Moab Workload Manager

3.3 Scheduling Iterations and Job Flow


3.3.1 Scheduling Iterations

In any given scheduling iteration, many activities take place, examples of which are listed below:

3.3.1.1 Update State Information

Each iteration, the scheduler contacts the resource manager(s) and requests up-to-date information on compute resources, workload, and policy configuration. On most systems, these calls are to a centralized resource manager daemon that possesses all information. Jobs may be reported as being in any of the following states listed in the job state table.

3.3.1.2 Handle User Requests

User requests include any call requesting state information, configuration changes, or job or resource manipulation commands. These requests may come in the form of user client calls, peer daemon calls, or process signals.

3.3.1.3 Perform Next Scheduling Cycle

Moab operates on a polling/event driven basis. When all scheduling activities complete, Moab processes user requests until a new resource manager event is received or an internal event is generated. Resource manager events include activities such as a new job submission or completion of an active job, addition of new node resources, or changes in resource manager policies. Internal events include administrator schedule requests, reservation activation/deactivation, or the expiration of the RMPOLLINTERVAL timer.

3.3.2 Detailed Job Flow

3.3.2.1 Determine Basic Job Feasibility

The first step in scheduling is determining which jobs are feasible. This step eliminates jobs that have job holds in place, invalid job states (such as Completed, Not Queued, Deferred), or unsatisfied preconditions. Preconditions may include stage-in files or completion of preliminary job steps.

3.3.2.2 Prioritize Jobs

With a list of feasible jobs created, the next step involves determining the relative priority of all jobs within that list. A priority for each job is calculated based on job attributes such as job owner, job size, and length of time the job has been queued.

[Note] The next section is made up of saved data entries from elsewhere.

PR #1524, opened 2025-11-10
fix: fix tool call index of stream chunks for gemini models when the tool calls are not all in the same chunk

hustxiayang:
**Description**

In https://github.com/envoyproxy/ai-gateway/pull/1468,  tool call index in stream mode for gemini models is based on the assumption that all tool calls are in the same chunk. This is not true. Thus, we still need a global index to track.


internal/extproc/translator/gemini_helper.go
```diff
@@ -682,9 +682,7 @@ func extractToolCallsFromGeminiParts(toolCalls []openai.ChatCompletionMessageToo
 // extractToolCallsFromGeminiPartsStream extracts tool calls from Gemini parts for streaming responses.
 // Each tool call is assigned an incremental index starting from 0, matching OpenAI's streaming protocol.
 // Returns ChatCompletionChunkChoiceDeltaToolCall types suitable for streaming responses, or nil if no tool calls are found.
-func extractToolCallsFromGeminiPartsStream(toolCalls []openai.ChatCompletionChunkChoiceDeltaToolCall, parts []*genai.Part) ([]openai.ChatCompletionChunkChoiceDeltaToolCall, error) {
-	toolCallIndex := int64(0)
-
+func (o *openAIToGCPVertexAITranslatorV1ChatCompletion) extractToolCallsFromGeminiPartsStream(toolCalls []openai.ChatCompletionChunkChoiceDeltaToolCall, parts []*genai.Part) ([]openai.ChatCompletionChunkChoiceDeltaToolCall, error) {
```
nacx: This is no longer a generic helper method. Worth moving to `openai_gcpvertexai.go`? (same for the other method modified in this PR).

internal/extproc/translator/gemini_helper_test.go
```diff
@@ -1901,7 +1901,10 @@ func TestExtractToolCallsFromGeminiPartsStream(t *testing.T) {
 
 	for _, tt := range tests {
 		t.Run(tt.name, func(t *testing.T) {
-			calls, err := extractToolCallsFromGeminiPartsStream(toolCalls, tt.input)
+			o := openAIToGCPVertexAITranslatorV1ChatCompletion{
+				toolCallIndex: int64(-1),
```
nacx: Initializing this with a concrete value just because the implementation uses an increment looks error-prone. Can we change this and use the onctructor instead? (This would hide these implementation details). We often read tests to understand how certain types work or should be used, and not exposing this would make it easier to maintain.

internal/extproc/translator/openai_gcpvertexai.go
```diff
@@ -41,7 +41,7 @@ type gcpVertexAIErrorDetails struct {
 // NewChatCompletionOpenAIToGCPVertexAITranslator implements [Factory] for OpenAI to GCP Gemini translation.
 // This translator converts OpenAI ChatCompletion API requests to GCP Gemini API format.
 func NewChatCompletionOpenAIToGCPVertexAITranslator(modelNameOverride internalapi.ModelNameOverride) OpenAIChatCompletionTranslator {
-	return &openAIToGCPVertexAITranslatorV1ChatCompletion{modelNameOverride: modelNameOverride}
+	return &openAIToGCPVertexAITranslatorV1ChatCompletion{modelNameOverride: modelNameOverride, toolCallIndex: int64(-1)}
```
nacx: Having to set the `-1` in the constructor just because of how implementation increments its value looks a bit error-prone. If possible, I would try to make the zero values "just work fine".

hustxiayang: @nacx Hi, Thanks a lot for the comment! This is to follow openai's guidance. They removed the guides with chat completion though, but vllm's test  use use it: https://github.com/vllm-project/vllm/blob/4673e465ff1140592431b82272b52ee08a7faf57/tests/tool_use/test_parallel_tool_calls.py#L87C1-L87C28. I think it's quite safe because if there is no tool use block, the index is not used or updated?

nacx: I agree it should be safe as this is a private type and it is created via the constructor, and that it works.

My point is more about general readability and maintainability best practices. If I, as a maintainer, had to instantiate that type directly in the future for whatever reason, it is very easy to miss initializing that to `-1` (and I would have to remember that there is some method that relies on that...). If instead, we make our types "just work" with the zero values, which is a Go best practice, we're making the code more robust and maintainable.

hustxiayang: I see. I thought this could be captured by tests. But sure, to make it look maintainable, I would follow your comments! Thanks!

nacx: Thanks!  🙇

internal/extproc/translator/gemini_helper.go
hustxiayang: I moved the two functions to openai_gcpvertexai.go and the corresponding test files are also moved. Thanks!

internal/extproc/translator/gemini_helper_test.go
hustxiayang: Changed to use constructor instead.

internal/extproc/translator/openai_gcpvertexai.go
hustxiayang: initialize the toolcall index as 0 instead and update after every tool call.

hustxiayang:
@nacx I think I've resolved all the comments. Do you mind to review again? Thanks!

hustxiayang:
This is still on assumption that a single chunk can contain at least one tool call. Currently verified it for our models, this might be because that gemini would validate the arguments to be valid json, but it may change later.

internal/extproc/translator/openai_gcpvertexai_test.go
```diff
@@ -1255,11 +1255,511 @@ func TestOpenAIToGCPVertexAITranslatorV1ChatCompletion_StreamingResponseBody(t *
...
+
+	require.Nil(t, headerMut)
+	require.NoError(t, err)
+	require.NotNil(t, bodyMut)
+	require.NotNil(t, bodyMut.Mutation)
+
+	body := bodyMut.Mutation.(*extprocv3.BodyMutation_Body).Body
+	chatCompletionChunks := getChatCompletionResponseChunk(body)
+
+	for idx, chunk := range chatCompletionChunks {
```
mathetake, line 1754: this test is broken as the inline json above is invalid hence this assertions are not running. i am fixing this in #1507

hustxiayang: ah, sorry for that! Seems quite wrong.

PR #1533, opened 2025-11-11
fix: validate responses from aws, gcp anthropic and vertex ai

hustxiayang:
**Description**
Currently, the responses of aws, gcp anthropic and gcp vertex ai missed several fields, like `Model`, `ID`, `Created`. These fields are not optional in openai api. Thus, users complained it can not pass pydantic velidation

Also refactor a bit to make serialization for openai chunks common for all chat completion requests

### DIFF
--- a/internal/extproc/messages_processor.go
+++ b/internal/extproc/messages_processor.go
@@ -330,6 +330,7 @@ func (c *messagesProcessorUpstreamFilter) ProcessResponseBody(ctx context.Contex
 	c.costs.InputTokens += tokenUsage.InputTokens
 	c.costs.OutputTokens += tokenUsage.OutputTokens
 	c.costs.TotalTokens += tokenUsage.TotalTokens
+	c.costs.CachedInputTokens += tokenUsage.CachedInputTokens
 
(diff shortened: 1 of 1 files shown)


hustxiayang:
@mathetake @nacx Do you mind to review this pr? Thanks a lot!

internal/translator/openai_awsbedrock.go
```diff
@@ -644,7 +642,9 @@ func (o *openAIToAWSBedrockTranslatorV1ChatCompletion) ResponseBody(_ map[string
 		// We use request model as response model since bedrock does not return the modelName in the response.
 		Model:   o.requestModel,
 		Object:  "chat.completion",
+		Created: openai.JSONUNIXTime(time.Now()),
 		Choices: make([]openai.ChatCompletionResponseChoice, 0),
+		ID:      uuid.New().String(),
```
yuzisun, line 638: should we use the provider generated ID instead ?

yuzisun: for bedrock the request id is stored in `x-amzn-requestid`

Issue #1530, opened 2025-11-11
MCP Router failed to call resources/read.


Hyzhou:
Envoy AIGateway Version：0.4.0-rc1
Envoy Gateway Versin：1.5.4

Using the MCP Inspector (v0.17.2) to test the gateway MCPRoute. test proxy to mcp sample server. (https://github.com/Joooook/12306-mcp)

resources/list was ok
```
Request: 
{
	method: "resources/list"
	params: {}
}

Response: 
{
	resources: [
		0: {
			name: "modelscope__stations"
			uri: "data://all-stations"
		}
	]
}
```

resources/read was crashed
```
Request: 
{
	method: "resources/read"
	params: {
		uri: "data://all-stations"
	}
}

Response: 
{
	error: "MCP error -32001: Error POSTing to endpoint (HTTP 400): invalid resource name data://all-stations: invalid resource name: data://all-stations"
}
```

Without gateway, using MCP Inspector direct access mcp server, resources list works well.

resources/read was ok
```
Request: 
{
	method: "resources/read"
	params: {
		uri: "data://all-stations"
	}
}

Response:
{
	uri: "data://all-stations"
	text: "{"VAP":{"station_id":"@bjb","station_name":"北京北","station_code":"VAP","station_pinyin":"beijingbei",..."
}
```

PR #1535, opened 2025-11-11
fix: encode backend name in MCP resource URIs

nacx:
**Description**

In MCP, resource read requests do not include the name; just the resource URI:

```json
{
  "jsonrpc": "2.0",
  "id": 2,
  "method": "resources/read",
  "params": {
    "uri": "file:///project/src/main.rs"
  }
}
```

When returning the list of available resources, we were returning the backend encoded in the resource names, like:

```json
{
  "jsonrpc": "2.0",
  "id": 1,
  "result": {
    "resources": [
      {
        "uri": "file:///project/src/main.rs",
        "name": "backend__main.rs",
        "title": "Rust Software Application Main File",
        "description": "Primary application entry point",
        "mimeType": "text/x-rust"
      }
    ],
    "nextCursor": "next-page-cursor"
  }
}
```

However, when MCP clients perform the `resources/read` operation, they only send the URL, and there was not enough information there to decide what backend the request should be routed to.

In this PR, I'm proposing to encode the backend in the resource URI scheme part, like:

```json
"uri": "backend+file:///project/src/main.rs",
```

The spec allows for custom schemas [1].

I've considered other approaches, like generating URIs like: `aigw://backend/<encoded original URI>`, but an important thing to take into account is that **we can't do that for resource template URIs**, as they'll be parameterized like `file://files/{id}.txt`, and clients are expected to be able to simply perform variable substitution on those URLs. This means that we need to cleanly preserve the original URI somehow, and encoding the backend in the scheme looks like a simple and clean solution.

Fixes https://github.com/envoyproxy/ai-gateway/issues/1530

~~Opening the PR as a draft for early feedback. I still need to run some more tests.~~

Something important I noticed while developing this is that our MCP extproc tests were hardcoding some of the conventions in the calls we made to the server, preventing the detection of this issue. In this PR I also change the tests to use the outputs from the server, so that the entire interactions are consistent and don't make any assumptions.

1: https://modelcontextprotocol.io/specification/2025-06-18/server/resources#custom-uri-schemes

### DIFF
--- a/internal/mcpproxy/handlers.go
+++ b/internal/mcpproxy/handlers.go
@@ -650,6 +650,10 @@ func (m *MCPProxy) proxyResponseBody(ctx context.Context, s *session, w http.Res
 				case *jsonrpc.Response:
 					// Correct the ID to match the original request if possible.
 					if req != nil {
+						if err = m.maybeResponseModify(ctx, req, msg, backend.Name); err != nil {
+							m.l.Error("failed to modify response", slog.String("error", err.Error()))
+							continue
+						}
 						msg.ID = req.ID
 					}
 					m.recordResponse(ctx, msg)
--- a/tests/extproc/mcp/mcp_test.go
+++ b/tests/extproc/mcp/mcp_test.go
@@ -411,7 +411,7 @@ func testReadResource(t *testing.T, m *mcpEnv) {
 	})
 	require.NoError(t, err)
 	require.Len(t, r.Contents, 1)
-	require.Equal(t, testmcp.DummyResource.URI, r.Contents[0].URI)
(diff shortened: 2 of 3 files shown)


nacx:
@Hyzhou can you give this PR a try?

nacx:
I completed the tests and verified that resources, templates and completions work fine.
Extproc tests will now catch the misalignments that were not catched before.

Hyzhou:
> @Hyzhou can you give this PR a try?

The problem has been fixed.

Response:
```
{
  contents: [
    0: {
      uri: "modelscope+data://all-stations"
      text: "{"VAP":{"station_id":"@bjb","station_name":"北京北","station_code":"VAP","station_pinyin":"beijingbei",..."
    }
  ]
}
```

PR #1536, opened 2025-11-13
feat: support more delimiter for SSE events in GCP gemini

sukumargaonkar:
**Description**
The SSE event spec supports 3 different delimiters (pair of CRLF / LF / CR). This PR updates the stream processing translator for GCP VertexAI to support all 3 delimiters.

[SSE docs] about delimiters
> **Note:** The docs define an event as `event = *( comment / field ) end-of-line`
`end-of-line` is defined as a single CRLF or LF or CR (not a pair)
But the `comment` and `field` definitions also end in `end-of-line` implying that an event always ends in a pair of CRLR / CR / LF

[SSE docs]: https://html.spec.whatwg.org/multipage/server-sent-events.html#parsing-an-event-stream

### DIFF
--- a/internal/translator/anthropic_anthropic.go
+++ b/internal/translator/anthropic_anthropic.go
@@ -94,12 +94,7 @@ func (a *anthropicToAnthropicTranslator) ResponseBody(_ map[string]string, body 
 	if err := json.NewDecoder(body).Decode(anthropicResp); err != nil {
 		return nil, nil, tokenUsage, responseModel, fmt.Errorf("failed to unmarshal body: %w", err)
 	}
-	tokenUsage = LLMTokenUsage{
-		InputTokens:       uint32(anthropicResp.Usage.InputTokens),                                    //nolint:gosec
-		OutputTokens:      uint32(anthropicResp.Usage.OutputTokens),                                   //nolint:gosec
-		TotalTokens:       uint32(anthropicResp.Usage.InputTokens + anthropicResp.Usage.OutputTokens), //nolint:gosec
-		CachedInputTokens: uint32(anthropicResp.Usage.CacheReadInputTokens),                           //nolint:gosec
-	}
+	tokenUsage = ExtractLLMTokenUsageFromUsage(anthropicResp.Usage)
 	responseModel = cmp.Or(internalapi.ResponseModel(anthropicResp.Model), a.requestModel)
 	return nil, nil, tokenUsage, responseModel, nil
 }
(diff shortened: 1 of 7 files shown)


internal/translator/openai_gcpvertexai.go
```diff
@@ -218,27 +249,22 @@ func (o *openAIToGCPVertexAITranslatorV1ChatCompletion) parseGCPStreamingChunks(
 	var chunks []genai.GenerateContentResponse
 
 	// Read buffered body and new input, then split into individual chunks.
-	bodyBytes, err := io.ReadAll(io.MultiReader(bytes.NewReader(o.bufferedBody), body))
-	if err != nil {
-		return nil, err
-	}
-	lines := bytes.Split(bodyBytes, []byte("\n\n"))
+	bodyReader := io.MultiReader(bytes.NewReader(o.bufferedBody), body)
+	scanner := bufio.NewScanner(bodyReader)
```
nacx: When implementing the [mcp sse parser](https://github.com/envoyproxy/ai-gateway/blob/main/internal/mcpproxy/sse.go), I got issues with an initial implementation that used the Scanner; for some servers, I got long lines and the parsing failed with `bufio.ErrTooLong` (bufio.Scanner: token too long). I only caught this when using some real MCP servers.
I don't know if this can be the case as well here, but just a data point to consider not using the scanner if long lines could be expected.

sukumargaonkar: good point.
as of go 1.25.3 the default for `MaxScanTokenSize` seems to be 64KB

Since each streaming chunk represents couple of generated tokens, the size of each chunk should not exceed this limit. though i couldn't find docs that guarantee that the chunk will be smaller than a specific size

nacx: What comes from the LLM is inherently unpredictable, and I don't know if we can make that statement (for example, there are some tests that use chunks that have tool calls, and the length of the arguments could be unpredictable...

I agree it is _unlikely_ to happen, but my main concern is that we are introducing a limitation we didn't have before, and I don't want this to hit us in the form of a bug.

sukumargaonkar: two approaches i can think of
1. make the `MaxScanTokenSize` configurable
2. follow the [mcp sse parser](https://github.com/envoyproxy/ai-gateway/blob/main/internal/mcpproxy/sse.go) logic to explicitly parse the chunks

I personally prefer option 1 as relying on scanner to do the parsing aspect is simpler and easier maintain 

what do you think @nacx ?

sukumargaonkar:
unsure about test failures

`github.com/envoyproxy/ai-gateway/tests/e2e-upgrade`
```
timed out waiting for the condition on pods/envoy-default-upgrade-test-bd44e180-cd5d859c6-2rj22
    upgrade_test.go:146: 
        	Error Trace:	/home/runner/work/ai-gateway/ai-gateway/tests/e2e-upgrade/upgrade_test.go:146
        	Error:      	Received unexpected error:
        	            	[before upgrade (requests made: 0, current pods: envoy-default-upgrade-test-bd44e180-6d66b8f5d5-7q68j(Running), envoy-default-upgrade-test-bd44e180-cd5d859c6-2rj22(Running))] unexpected status code 500: body=
        	Test:       	TestUpgrade/rolling_out_pods
```

`github.com/envoyproxy/ai-gateway/tests/e2e-inference-extension`
```
error: error executing jsonpath "'{.items[0].spec.initContainers[*].name} {.items[0].spec.containers[*].name}'": Error executing template: array index out of bounds: index 0, length 0. Printing more information for debugging the template:
	template was:
		'{.items[0].spec.initContainers[*].name} {.items[0].spec.containers[*].name}'
	object given to jsonpath engine was:
		map[string]interface {}{"apiVersion":"v1", "items":[]interface {}{}, "kind":"List", "metadata":map[string]interface {}{"resourceVersion":""}}
```

internal/translator/openai_gcpvertexai.go
nacx: What about a third option: in the previous implementation, we're loading everything in memory and doing a `bytes.Split`. Why don't just keep that, but use the right function to split? I mean, test for the presence of the delimiters to figure out the "split characters", then keep the original code just splitting using those.

This way we don't change the behaviour, keep it backwards-compatible, and we don't introduce a new config option that users won't know what value to set confidently and how to set it. Also, if we find loading everything in memory to be an issue (it hasn't been till now), then we can address the stream reader approach, but probably it's not needed for this PR.

sukumargaonkar: updated implementation in https://github.com/envoyproxy/ai-gateway/pull/1536/commits/52781e5c167bfd1aaf6332873730bfd5d7fe8303

another round of review @nacx ?

PR #1537, opened 2025-11-13
fix:  fix stream parallel tool call index tests

hustxiayang:
**Description**
As @mathetake pointed out, the test function in https://github.com/envoyproxy/ai-gateway/pull/1524 is quite wrong. @mathetake fixed some in https://github.com/envoyproxy/ai-gateway/pull/1507, but there is still one bug: I did not insert "\n\n" in the string `gcpToolCallsChunk`, thus, it just parsed out one gcp chunk, which makes the test meaningless (it's to test across chunks).

Really sorry for the mistake in the tests!

### DIFF
--- a/internal/extproc/mocks_test.go
+++ b/internal/extproc/mocks_test.go
@@ -17,6 +17,7 @@ import (
 	"github.com/stretchr/testify/require"
 	"google.golang.org/grpc/metadata"
 
+	cohere "github.com/envoyproxy/ai-gateway/internal/apischema/cohere"
 	"github.com/envoyproxy/ai-gateway/internal/apischema/openai"
 	"github.com/envoyproxy/ai-gateway/internal/backendauth"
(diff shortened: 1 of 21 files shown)


internal/extproc/translator/openai_gcpvertexai_test.go
```diff
@@ -1687,8 +1688,7 @@ func TestOpenAIToGCPVertexAITranslatorV1ChatCompletion_StreamingParallelToolInde
                 "role": "model"
             }
         }
-    ],
-}`
+]}`
```
nacx, line 1691: To all these tests, add an assertion like:
```go
require.Len(t, chatCompletionChunks, <expected length>)
```
Otherwise, we still don't guarantee we're asserting the right things as we don't guarantee in the test that we enter the assertion for loop.

hustxiayang: added `require.Len(t, chatCompletionChunks, 2)`

PR #1539, opened 2025-11-13
feat: implement otel tracing for cohere v2 rerank endpoint

AyushSawant18588:
**Description**

This adds tracing support for cohere v2 rerank endpoint and follows the semantics mentioned for rerank in https://github.com/Arize-ai/openinference/blob/main/spec/semantic_conventions.md

### DIFF
--- a/internal/extproc/mocks_test.go
+++ b/internal/extproc/mocks_test.go
@@ -17,6 +17,7 @@ import (
 	"github.com/stretchr/testify/require"
 	"google.golang.org/grpc/metadata"
 
+	cohere "github.com/envoyproxy/ai-gateway/internal/apischema/cohere"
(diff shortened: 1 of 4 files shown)


internal/tracing/openinference/cohere/rerank.go
```diff
@@ -0,0 +1,185 @@
...
+		if total > 0 {
+			attrs = append(attrs, attribute.Int(openinference.LLMTokenCountTotal, total))
+		}
+	}
+
+	return attrs
+}
+
+// recordResponseError emits exception event and error status on the span.
+func recordResponseError(span trace.Span, statusCode int, body string) {
```
nacx: This method is identical to the one in the `openai` implementation. can you move it out to the `openinference` package and reuse it?

PR #1545, opened 2025-11-14
refactor: move config watcher out of extproc

mathetake:
**Description**

This decouples the filter config watcher from the extproc package as it's already solely operating on the filterapi package.

Preparation for #90

### DIFF
--- a/internal/filterapi/watcher.go
+++ b/internal/filterapi/watcher.go
@@ -13,7 +13,7 @@ import (
 	"time"
 )
 
-// ConfigReceiver is an interface that can receive *filterapi.Config updates.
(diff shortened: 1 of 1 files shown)


internal/filterapi/watcher.go
```diff
@@ -3,23 +3,21 @@
...
 	"context"
 	"fmt"
 	"log/slog"
 	"os"
 	"time"
-
-	"github.com/envoyproxy/ai-gateway/internal/filterapi"
 )
 
 // ConfigReceiver is an interface that can receive *filterapi.Config updates.
```
aabchoo:
```suggestion
// ConfigReceiver is an interface that can receive *Config updates.
```

PR #1546, opened 2025-11-15
refactor: move the runtime filter configuration out of extproc

mathetake:
**Description**

This commit decouples "runtime filter config" that is derived from the filterapi.Config to be able to reuse the code in dynamic modules port #90.

Preparation for #90


internal/extproc/server.go
```diff
@@ -63,39 +61,9 @@ func NewServer(logger *slog.Logger, tracing tracing.Tracing) (*Server, error) {
 
 // LoadConfig updates the configuration of the external processor.
 func (s *Server) LoadConfig(ctx context.Context, config *filterapi.Config) error {
-	backends := make(map[string]*processorConfigBackend, len(config.Backends))
```
mathetake, line 66: note: mainly this PR is moving this logic and the processorConfig* structs into filterapi/runtimefc package. Others are mechanical

internal/filterapi/runtimefc/runtimefc.go
```diff
@@ -0,0 +1,84 @@
+// Copyright Envoy AI Gateway Authors
+// SPDX-License-Identifier: Apache-2.0
+// The full text of the Apache license is available in the LICENSE file at
+// the root of the repo.
+
+// Package runtimefc is the API for the construct of runtime filter configurations parsed from filterapi.Config.
+//
+// Decoupled from filterapi to avoid circular dependencies.
```
mathetake: This is the reason why we cannot have this directly inside the filterapi package

mathetake:
PTAL @nacx

internal/filterapi/runtimefc/runtimefc.go
nacx: Looking at it, it doesn't feel quite right, then, does it?
I mean, we have an "api" package that depends on implementation-specific things like the backend-auth, because we need to call impl-specific constructors from this package...

Perhaps we need to split this differently?

mathetake: ack

mathetake: resolved -- Moved the interface into filterapi and now no cycle imports

nacx (approved):
Thank you!

PR #1550, opened 2025-11-19
fix: udpate anthropic token usage

alexagriffith:
**Description**
update anthropic -> translation code to correctly translate token usage

### DIFF
--- a/internal/translator/anthropic_usage.go
+++ b/internal/translator/anthropic_usage.go
@@ -38,16 +38,6 @@ func ExtractLLMTokenUsageFromUsage(usage anthropic.Usage) LLMTokenUsage {
 	)
 }
 
-// ExtractLLMTokenUsageFromMessageUsage extracts token usage from streaming message_start events.
-func ExtractLLMTokenUsageFromMessageUsage(usage anthropic.Usage) LLMTokenUsage {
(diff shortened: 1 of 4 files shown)


internal/translator/anthropic_usage.go
```diff
@@ -0,0 +1,59 @@
...
+	return LLMTokenUsage{
+		InputTokens:       uint32(totalInputTokens),                //nolint:gosec
+		OutputTokens:      uint32(outputTokens),                    //nolint:gosec
+		TotalTokens:       uint32(totalInputTokens + outputTokens), //nolint:gosec
+		CachedInputTokens: uint32(totalCachedTokens),               //nolint:gosec
+	}
+}
+
+// ExtractLLMTokenUsageFromUsage extracts token usage from anthropic.Usage struct (non-streaming).
+func ExtractLLMTokenUsageFromUsage(usage anthropic.Usage) LLMTokenUsage {
```
aabchoo, line 32: Is there a reason why you have the same function twice (if not counting delta usage) with different names?

What's the difference between MessageDeltaUsage and Usage?

alexagriffith: sorry, was an error when I was refactoring. removed it

PR #1526, opened 2025-11-10
feat: enable enterprise web search for gemini models

hustxiayang:
**Description**

This is to enable feature `Web Grounding for Enterprise`: https://docs.cloud.google.com/vertex-ai/generative-ai/docs/grounding/web-grounding-enterprise

**Related Issues/PRs (if applicable)**
https://github.com/envoyproxy/ai-gateway/issues/1417

PR #1554, opened 2025-11-20
feat: add new features(thinking_level and media_resolution) of gemini3

hustxiayang:
**Description**
Some new features were introduced in gemini3:
**1 thinking_level:**
https://ai.google.dev/gemini-api/docs/gemini-3?thinking=low#thinking_level
This is similar to reasoning_effort of openai, thus, unified them.

**2 media_resolution**
https://ai.google.dev/gemini-api/docs/gemini-3?thinking=low#media_resolution
This is similar to detail in openai, thus, unified them.

The difference is that openai does not provide a global config of media_resolution. Thus, added it as gcp specific, but still use detail to make the name consistent.

**Some related PRs:**
thinking_budget is in
https://github.com/envoyproxy/ai-gateway/pull/1461
thinking_level and thinking_budget are both supported, but can not use them together.

Other features under review:
**1 web search:**
https://github.com/envoyproxy/ai-gateway/pull/1526

**2 parse the thought summary:**
https://github.com/envoyproxy/ai-gateway/pull/1521


internal/apischema/openai/openai.go
```diff
@@ -1580,6 +1581,9 @@ type GCPVertexAIGenerationConfig struct {
 	//
 	// https://cloud.google.com/vertex-ai/docs/reference/rest/v1/GenerationConfig#ThinkingConfig
 	ThinkingConfig *genai.ThinkingConfig `json:"thinkingConfig,omitzero"`
+
+	// Detail is media resolution in gemini models
+	Detail genai.MediaResolution `json:"detail,omitempty"`
```
yuzisun: can you add the reference link?

hustxiayang: added, thanks for the comment

yuzisun: Actually this filed should be added to the image part details

yuzisun: the link is wrong, it points to the caching API

hustxiayang: `this filed should be added to the image part details` is already in openai' spec

hustxiayang: `it points to the caching API` I think the definition is the same

internal/apischema/openai/openai.go
```diff
@@ -1580,6 +1582,9 @@ type GCPVertexAIGenerationConfig struct {
 	//
 	// https://cloud.google.com/vertex-ai/docs/reference/rest/v1/GenerationConfig#ThinkingConfig
 	ThinkingConfig *genai.ThinkingConfig `json:"thinkingConfig,omitzero"`
+
+	// Detail here is to set global media resolution in gemini models: https://ai.google.dev/api/caching#MediaResolution
+	Detail genai.MediaResolution `json:"detail,omitempty"`
```
yuzisun: `details` can be confusing without context at the top level, since it is in the GCP vendor field section we should keep the name `medium_resolution`.

hustxiayang: updated.

yuzisun (approved):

3.3.2.3 Enforce Configured Throttling Policies

Any configured throttling policies are then applied constraining how many jobs, nodes, processors, and so forth are allowed on a per credential basis. Jobs that violate these policies are not considered for scheduling.

3.3.2.4 Determine Resource Availability

For each job, Moab attempts to locate the required compute resources needed by the job. For a match to be made, the node must possess all node attributes specified by the job and possess adequate available resources to meet the TasksPerNode job constraint. (Default TasksPerNode is 1.) Normally, Moab determines that a node has adequate resources if the resources are neither utilized by nor dedicated to another job using the calculation.

R.Available = R.Configured - MAX(R.Dedicated,R.Utilized).

The RESOURCEAVAILABILITYPOLICY parameter can be modified to adjust this behavior.

3.3.2.5 Allocate Resources to Job

If adequate resources can be found for a job, the node allocation policy is then applied to select the best set of resources. These allocation policies allow selection criteria such as speed of node, type of reservations, or excess node resources to be figured into the allocation decision to improve the performance of the job and maximize the freedom of the scheduler in making future scheduling decisions.

3.3.2.6 Distribute Jobs Tasks Across Allocated Resources

With the resources selected, Moab then maps job tasks to the actual resources. This distribution of tasks is typically based on simple task distribution algorithms such as round-robin or max blocking, but can also incorporate parallel language (such as MPI and PVM) library-specific patterns used to minimize interprocess communication overhead.

3.3.2.7 Launch Job

With the resources selected and task distribution mapped, the scheduler then contacts the resource manager and informs it where and how to launch the job. The resource manager then initiates the actual job executable.